Macro and Politics
Tacirler Investment
* The Treasury will hold a 5-month G-bond auction and a direct sale of a 2-year lease certificate today. The Treasury tapped the domestic markets to the tune of TL53.3bn (including non-competitive sales) via yesterday’s 2y fixed coupon bond auction. The bid – to – cover ratio was 2.07x, while the average cost of borrowing was 37.73%. According to three-month (Fed – Apr 25) domestic borrowing strategy, the Treasury has a total domestic redemption of TL117.8bn in February, while in return plans to borrow TL180.1bn throughout the month, via five auctions and one direct sale. Following this week’s auctions and direct sale, the Treasury will hold 4y TLREF-indexed bond auction on February 17th and 3y CPI-indexed & 5y fixed coupon bond auctions on February 18th and finalize its domestic borrowing program for February.
* The sequential IP (the seasonal and calendar adjusted monthly figure) surged by 5% m/m in December 2024, while the calendar adjusted IP soared by 7% y/y. The leading indicators for December heralded that the recovery observed in November might extend further into December. Yet, a closer examination of the data reveals that the increase in December IP figures was predominantly driven by highly volatile sectors. It is important to underscore that sharp fluctuations in these sectors do not necessarily reflect the underlying trend, thus it is not possible to describe a widespread recovery in industrial production at this stage. It is important to emphasize that the manufacturing sector continues to exhibit a contractionary trend in overall industrial activity. By the time we reach 2025, the early indicators for January point to signs of weakness in economic activity. We anticipate annual growth to remain subdued through the second quarter of 2025, with a gradual acceleration in the latter half of the year.

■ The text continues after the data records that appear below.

PR #455, opened 2016-10-21
DEC-946

hbeachey:
Metadata delete icons were misplaced in safari, this kicks them back up into position.

### DIFF
--- a/app/assets/javascripts/components/forms/MetaDataConfigurationForm/MetaDataConfigurationListItem.jsx
+++ b/app/assets/javascripts/components/forms/MetaDataConfigurationForm/MetaDataConfigurationListItem.jsx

We project GDP growth to conclude 2024 at around 2.9%, with a further slowdown to 2.6% by the end of 2025.
* The adjusted unemployment rate edged down to 8.5% from 8.6% in December, yet the broad-based unemployment calculations remained higher as the rate of composite measure of labor underutilization – including time related underemployment, potential labor force and unemployment— posted no change at 28.2%, which stands for the highest level since January 2021. The combined rate of time-related underemployment and unemployment slid barely to 18.4% from 18.5%, while the combined rate of unemployment and potential labor force rose slightly to 19.5% from 19.4%. We expect growth dynamics to gain some momentum starting in the second half of 2025 after a stagnant period, although we forecast GDP growth for 2025 to be lower than in 2024, at 2.6%. As a result, we anticipate that the unemployment rate could rise towards 10% in 2025 and more importantly, we assess that the high levels of composite measure of labor underutilization to sustain its rising tendency.